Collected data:
PR #1995, opened 2020-07-17
Change PC Operating Systems to Introductory Operating Systems

dngray:
https://deploy-preview-1995--privacytools-io.netlify.app/operating-systems/#os

### DIFF
--- a/_includes/nav.html
+++ b/_includes/nav.html
@@ -86,7 +86,7 @@
             </span>
           </summary>
           <span class="nav-dropdown">
-            <a class="dropdown-item" href="/operating-systems/#os"><span class="fas fa-th-large fa-fw"></span> PC OS</a>
+            <a class="dropdown-item" href="/operating-systems"><span class="fas fa-th-large fa-fw"></span> PC OS</a>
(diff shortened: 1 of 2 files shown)


jonaharagon:
We should change the navbar menu and add an entry there for the advanced section as well so it matches the page.

Mikaela:
What does Introductory mean in this context?

dngray:
> What does Introductory mean in this context?

A place where you should start.

dngray:
> We should change the navbar menu and add an entry there for the advanced section as well so it matches the page.

I decided we don't really need to link to introductory/advanced as they're both "PC OS", so just link to the main page.

If we did add those two separate subcategories to the nav.html, we'd need to think of suitable icons for each.

_includes/nav.html
```diff
@@ -86,7 +86,7 @@
             </span>
           </summary>
           <span class="nav-dropdown">
-            <a class="dropdown-item" href="/operating-systems/#os"><span class="fas fa-th-large fa-fw"></span> PC OS</a>
+            <a class="dropdown-item" href="/operating-systems"><span class="fas fa-th-large fa-fw"></span> PC OS</a>
```
jonaharagon, line 89: What is the reason for this change?

PR #2004, opened 2020-07-27
Owned by domain squatters

dngray:


Mikaela:
I think the commit and GitHub PR topic should have said what link exactly was owned by domain squatters without needing to open commit details for seeing it.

WORK INSTRUCTIONS:
Beginning with the line that contains "PR #2004, opened 2020-07-27", return every line through the end of the data above, exactly as written.

ANSWER SECTION:
PR #2004, opened 2020-07-27
Owned by domain squatters

dngray:


Mikaela:
I think the commit and GitHub PR topic should have said what link exactly was owned by domain squatters without needing to open commit details for seeing it.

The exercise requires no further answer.